Ça me fait peur. Je sais ce qu'il aime chez moi. Je sais de qui il est tombé amoureux. De Maëlle qui lui tient tête. Ou de Maëlle qui se laisse pas faire. Pas de Maëlle qui vient le réveiller en pleurant parce qu'elle se sent seule au salon. Y a peut-être maximum 15 mètres à parcourir, mais ça ressemble plus à 6 marathons dans ma tête. Pour ne pas être sûre d'être capable de le réveiller une fois près du lit.

Une rangée de larmes supplémentaires vient caresser les sillons des précédentes. Parce que je sais pertinemment que c'est ce dont Mathieu a envie, que je le laisse tout voir. Mais si c'était si facile, je l'aurais déjà fait, je me serais pas levée du lit, j'aurais juste été me coller à son dos tout à l'heure.

Je peux pas rester là. Je peux pas attendre qu'il se lève. Je veux surtout pas qu'il comprenne tout à l'heure en voyant mes yeux rouges que j'ai pas eu ce qu'il fallait pour venir le chercher. Il va avoir mal encore, apparemment je sais faire que ça.

Pour l'instant.

J'ai peut-être pas le courage qu'il faut pour aller le réveiller, mais j'ai accumulé assez depuis tout à l'heure pour attraper mon téléphone, et appeler. Ça sonne de l'autre côté, une fois, deux fois, trois fois.

- Lili ? Dao lâche. Mimi va bien, j'te jure que j'ai pas fait de dinguerie, il dort et tout.
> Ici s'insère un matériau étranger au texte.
PR #1154, opened 2023-02-08
docs: embedd asciinema casts

datosh:
Signed-off-by: Fabian Kammel <fk@edgeless.systems>

### Proposed change(s)

- Move Dockerfile and scripts to generate casts from https://github.com/edgelesssys/screenrecordings to monorepo so we can generate everything from start to finish
- Use asciinema-player to directly embedd asciinema casts into our docs (without rendering them as mp4).
  - Use `termtosvg` to convert a `.cast` file to `svg` to display in GitHub README.md, since it does not support JavaScript.
- Updated workflows for SBOM & CLI verification
- Added new workflows for create config, delete IAM, create cluster, destroy cluster.
- Documented process and how to style elements of screen casts.

### Open Questions
- ~~With this solution, are mp4 renderings of the screencast still necessary? For example to upload them to YouTube?~~
  - No, we will record sessions with OBS if we intend to record webinar style sessions.
- ~~Should the user run `generate-screencasts.sh` or should the pipeline do this? I lean to the former, since the output needs to be inspected and docs preview is currently broken.~~
  - It is fine to make the user run this. 

### Additional info
- Please try to generate screencasts from your machine and let me know how it goes. Everything is in containers / shell scripts, but it would be great to confirm it works on another system as well!
- Currently we still have the spinner in our screencasts. Since the screencasts simulate what a user would do (download an actual released Constellation CLI) we need to re-run screencast generation once v2.6.0 is released.

### Checklist

- [x] Update [docs](https://github.com/edgelesssys/constellation/tree/main/docs)
- [x] Add labels (e.g., for changelog category)
- [x] Link to Milestone

PR #1212, opened 2023-02-17
docs: fix terminate docs filename

msanft:
### Proposed change(s)

- Change the required files for cluster termination from `terraform.tfstate` to the Terraform state directory defined in `constants.go`

### Related issue
- As mentioned in #1154 

### Checklist

- [x] Link to Milestone

### DIFF
--- a/docs/docs/workflows/terminate.md
+++ b/docs/docs/workflows/terminate.md
@@ -1,6 +1,6 @@
 # Terminate your cluster
 
-You can terminate your cluster using the CLI. For this, you need the Terraform state file named `terraform.tfstate` in the current directory.
+You can terminate your cluster using the CLI. For this, you need the Terraform state directory named `constellation-terraform` in the current directory.
 
 :::danger
 


datosh (commented):
I reckon the change is correct. 

I was mostly confused about why we explicitly mention this here. All CLI commands need to be executed in the Constellation workspace. Maybe this is better to be merged with the Terraform documentation we have? We can mention that Constellation CLI can be used to terminate from workdir, but in order to execute Terraform one needs to `cd` into one of the two Terraform workspaces..? 

Maybe @3u13r can provide some insight.

msanft:
> I reckon the change is correct.
> 
> I was mostly confused about why we explicitly mention this here. All CLI commands need to be executed in the Constellation workspace. Maybe this is better to be merged with the Terraform documentation we have? We can mention that Constellation CLI can be used to terminate from workdir, but in order to execute Terraform one needs to `cd` into one of the two Terraform workspaces..?
> 
> Maybe @3u13r can provide some insight.

Agreed. I think this is rather a question on which (maybe obvious) details we explain how granular. I will bring this up in the stand-up

thomasten:
merging this as it is already an improvement

thomasten (approved):

PR #1217, opened 2023-02-17
docs: extend docs on Terraform iam resource destruction

msanft:
### Proposed change(s)

- Extend the docs on Terraform IAM resource destruction; Before, they didn't mention that removing the state directory is necessary to be able to create a new cluster in the same wd

### Checklist

- [x] Link to Milestone


datosh (approved):
That was quick. LGTM!

PR #1219, opened 2023-02-19
Fix links and clean lycheeignore

thomasten:
* Cilium moved pages in new docs version
* sigstore blog post no longer exists
* Some link check exceptions aren't needed anymore
* Link to our gitlab is correctly reported as broken. Someone should fix this ;)


Nirusu (approved):
> Link to our gitlab is correctly reported as broken. Someone should fix this ;)

On it, but it’s no easy operation ;)

PR #1222, opened 2023-02-20
config: allow k8s version MAJOR.MINOR  for v2.6

derpsteb:
### Proposed change(s)

- To adhere to our compatibility goal of not breaking old configs within one version, the kubernetes patch version is automatically extended for configs in the transistional version v2.6.

### Checklist

- [x] Link to Milestone

### DIFF
--- a/internal/config/config.go
+++ b/internal/config/config.go
@@ -70,7 +70,7 @@ type Config struct {
 	StateDiskSizeGB int `yaml:"stateDiskSizeGB" validate:"min=0"`
 	// description: |
 	//   Kubernetes version to be installed into the cluster.
-	KubernetesVersion string `yaml:"kubernetesVersion" validate:"supported_k8s_version"`
+	KubernetesVersion string `yaml:"kubernetesVersion" validate:"required,supported_k8s_version"`
 	// description: |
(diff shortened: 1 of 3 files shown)


daniel-weisse (approved):
Is there any hard reason why we wouldn't also want the option to only specify major.minor version in future releases?
I think this option is quite nice for users who just want to say "Hey give me the latest release of Kubernetes 1.25" without having to worry about setting the correct patch version.

datosh (approved):

derpsteb:
We could do that if we find a consistent UX for `upgrade apply`. The main problem I see: how to handle situations where a CLI offers patch and minor version upgrades? Right now the user sees both and can chose. But how do you (a) deny a patch version update and (b) prioritize a minor version upgrade over a patch version update?

We could introduce a confirmation dialogue. If a patch update is available, `upgrade apply` will tell the user about the new patch version and ask for confirmation to apply the update. Minor version upgrades will only be controllable via the config.

If a full version is specified in the config, the same interaction would happen, but `upgrade apply` automatically writes the new patch version to the config. 

To be honest - I like this approach better than specifying the patch version. However, if we were to go for this I would remove the need to specify the patch version completely.

PR #1224, opened 2023-02-20
cli: add `config kubernetes-versions` subcommand

derpsteb:
### Proposed change(s)

- Allows users to learn which k8s versions are supported by the current CLI. This can be helpful when creating new cluster, applying upgrades or understanding the output of `upgrade check`.

### Checklist

- [x] Link to Milestone

### DIFF
--- a/cli/internal/cmd/config.go
+++ b/cli/internal/cmd/config.go
@@ -23,6 +23,7 @@ func NewConfigCmd() *cobra.Command {
 	cmd.AddCommand(newConfigGenerateCmd())
 	cmd.AddCommand(newConfigFetchMeasurementsCmd())
 	cmd.AddCommand(newConfigInstanceTypesCmd())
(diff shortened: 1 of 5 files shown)


datosh (commented):
Code change LGTM.

Two things came to mind:

1. Where do you think this would come up in the user's journey? Should we add a hint for this command in the respective section in the docs?
2. This seems in line with the location of `config instance-types`. To make it consistent with other commands: `config generate`, `iam create`, the consistent way would probably be `config list instance-types|kubernetes-versions`. What do you think?

malt3 (approved):

derpsteb:
Re 1: added docs comment
Re 2: I agree that your suggestion seems more consistent. However, I would like to wait a bit longer with refactoring this until we see the need for one or two more list commands. Or multiple people complaining about it being very counter intuitive.

PR #1232, opened 2023-02-21
bazel: update Perl for macOS & Linux arm64

Nirusu:
(This PR merges into the Bazel branch, not main)
### Proposed change(s)
- Update Perl for macOS & Linux arm64

Compared to yesterday's use of release version, I bumped it to the latest main so it also has support for Linux arm64 building (which I haven't tried yet at all - I trust them on this).

Still the remaining issues seem to be OpenSSL complaining about wrong ARM architecture and the Go race detector complaining about missing tsan definitions since we cross-compile tests. We can also handle this as a "add macOS / Linux arm64" support PR if you like a larger PR.

### DIFF
--- a/3rdparty/bazel/org_openssl/openssl_repositories.bzl
+++ b/3rdparty/bazel/org_openssl/openssl_repositories.bzl
@@ -31,9 +31,9 @@ def openssl_repositories():
     maybe(
         http_archive,
         name = "rules_perl",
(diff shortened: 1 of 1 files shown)


malt3:
Thanks for looking into this. I would keep this open while we are investigating and merge once we feel ready for bazel or solved the remaining issues.

Nirusu:
@malt3 Maybe after all it makes sense to merge this earlier. Otherwise I'll constantly have to rebase this when you rebase and the change is very small.

malt3 (approved):
Yes - lets merge this and add additional fixes as needed

PR #1245, opened 2023-02-21
helm: retry on connection refused

3u13r:
### Proposed change(s)

- Let the helm installer retry on "connection refused" errors

Problem: 
`constellation init` fails with:
```
Initializing cluster   
Cluster initialization failed. This error is not recoverable.
Terminate your cluster and try again.
Error: init call: rpc error: code = Internal desc = initializing cluster: installing pod network: helm install: Kubernetes cluster unreachable: Get "https://X.X.X.X:6443/version": dial tcp X.X.X.X:6443: connect: connection refused
```

Detailed description:

What is interesting that after kubeadm init we have an explicit kubewaiter, which waits until it can list all K8s namespaces using the kubeclient and further kubeclient requests such as annotating the current node. But the execution of the first helm command fails. 

The kubeclient automatically retries on almost all error cases. The helm client just on timeout errors (which the error we see is not, it is a "connection refused" error). 
During all those requests mentioned above all targets (i.e. nodes) are unhealthy. This means that the AWS LB "fails open", routing to all targets. 
This becomes most apparent on AWS since the switch from unhealthy to healthy takes at least 20 seconds. On GCP and Azure it should take 2-5. 

### Checklist

- [x] Link to Milestone

### DIFF
--- a/bootstrapper/internal/helm/helm.go
+++ b/bootstrapper/internal/helm/helm.go
@@ -15,6 +15,7 @@ import (
 	"net"
 	"os/exec"
 	"strconv"
+	"strings"
 	"time"
 
 	"github.com/edgelesssys/constellation/v2/bootstrapper/internal/kubernetes/k8sapi"
@@ -188,6 +189,11 @@ func (h *Client) installCiliumGCP(ctx context.Context, kubectl k8sapi.Client, re
 // The function will wait 30 seconds before retrying a failed installation attempt.
 // After 5 minutes the retrier will be canceld and the function returns with an error.
 func (h *Client) install(ctx context.Context, chartRaw []byte, values map[string]any) error {
+	retriable := func(err error) bool {
+		return errors.Is(err, wait.ErrWaitTimeout) ||
+			strings.Contains(err.Error(), "connection refused")
+	}
+
 	reader := bytes.NewReader(chartRaw)
 	chart, err := loader.LoadArchive(reader)
 	if err != nil {
@@ -200,7 +206,7 @@ func (h *Client) install(ctx context.Context, chartRaw []byte, values map[string
 		values,
 		h.log,
 	}
-	retrier := retry.NewIntervalRetrier(doer, 30*time.Second, isTimeoutErr)
+	retrier := retry.NewIntervalRetrier(doer, 30*time.Second, retriable)
 
 	// Since we have no precise retry condition we want to stop retrying after 5 minutes.
 	// The helm library only reports a timeout error in the error cases we currently know.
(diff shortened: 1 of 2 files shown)


bootstrapper/internal/helm/helm.go
```diff
@@ -188,6 +189,16 @@ func (h *Client) installCiliumGCP(ctx context.Context, kubectl k8sapi.Client, re
...
 // After 5 minutes the retrier will be canceld and the function returns with an error.
 func (h *Client) install(ctx context.Context, chartRaw []byte, values map[string]any) error {
+	retriable := func(err error) bool {
+		if errors.Is(err, wait.ErrWaitTimeout) {
+			return true
+		} else if strings.Contains(err.Error(), "connection refused") {
+			return true
+		} else {
+			return false
+		}
```
derpsteb, line 199:
```suggestion
		switch {
		case errors.Is(err, wait.ErrWaitTimeout):
			return true
		case strings.Contains(err.Error(), "connection refused"):
			return true
		default:
			return false
		}
```
I like the switch syntax a lot :D. But do as you like.

derpsteb (approved):

katexochen:
> :green_circle: [AWS, 1.25, 2+3](https://github.com/edgelesssys/constellation/actions/runs/4234338625)

Doesn't seem to be related to this Pr, but https://github.com/edgelesssys/constellation/actions/runs/4234338625/jobs/7356490507#step:9:3468

katexochen (approved):
lgtm

bootstrapper/internal/kubernetes/kubewaiter/kubewaiter.go
```diff
@@ -33,7 +34,7 @@ func (w *CloudKubeAPIWaiter) Wait(ctx context.Context, kubernetesClient Kubernet
 	doer := &kubeDoer{kubeClient: kubernetesClient}
 	retrier := retry.NewIntervalRetrier(doer, 5*time.Second, funcAlwaysRetriable)
 	if err := retrier.Do(ctx); err != nil {
-		return doer.Do(context.Background())
+		return fmt.Errorf("failed to wait for Kubernetes API: %w", err)
```
thomasten, line 37:
```suggestion
		return fmt.Errorf("waiting for Kubernetes API: %w", err)
```

thomasten (approved):

bootstrapper/internal/helm/helm.go
thomasten: I'd even shorten this to
```go
	return errors.Is(err, wait.ErrWaitTimeout) ||
		strings.Contains(err.Error(), "connection refused")
```
but opinions on readability may differ

PR #1247, opened 2023-02-21
iam: assign uami role to base resource group

3u13r:
### Proposed change(s)

- Assign role at the base resource group and not the iam resource group

This bug was introduced in https://github.com/edgelesssys/constellation/commit/b8648261e3a89c69c46ec313fda6bfd16db1e415

### Checklist

- [x] Link to Milestone


thomasten (approved):
works

3u13r:
now the autoscaler also works

katexochen (approved):

PR #1255, opened 2023-02-22
Revert "deps: update Terraform azurerm to v3.44.1"

derpsteb:
Revert edgelesssys/constellation#1197

There seems to be an issue with 3.44.1: https://github.com/hashicorp/terraform-provider-azurerm/issues/20546
Fix is already on their main branch, but no release ready yet. 

Found because the mini constellation e2e pipeline failed: https://github.com/edgelesssys/constellation/actions/runs/4240682413/jobs/7370885385

### DIFF
--- a/.github/actions/e2e_mini/.terraform.lock.hcl
+++ b/.github/actions/e2e_mini/.terraform.lock.hcl
@@ -2,32 +2,32 @@
 # Manual edits may be lost in future updates.
 
 provider "registry.terraform.io/hashicorp/azurerm" {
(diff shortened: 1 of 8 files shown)


katexochen:
Why does this only happen in the minicon test?

Nirusu:
Other tests set ARM_CLIENT_ID etc. in their environment for authentication. The minicon e2e test doesn't seem to do that, but instead uses Azure OIDC.

katexochen (approved):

- Ça va pas, je chuchote, la voix qui tremble. Dao, c'est dur d'aller le réveiller.

Il me répond pas tout de suite, je l'entends refermer une porte derrière lui, puis le bruit du canapé qui s'affaisse.

- T'appelles parce que t'as envie d'y aller Lili, il lâche calmement. T'sais qu'il a fait la même la première fois ?

- De quoi ? Je fronce les sourcils.

- Il va me tuer de te l'avoir dit, je le vois presque faire son sourire sadique de l'autre côté du téléphone. À Barcelone. S'il t'a réveillée après son cauchemar, pour venir dormir avec toi, c'est parce que je l'avais eu au téléphone juste avant. Il flippait sa race.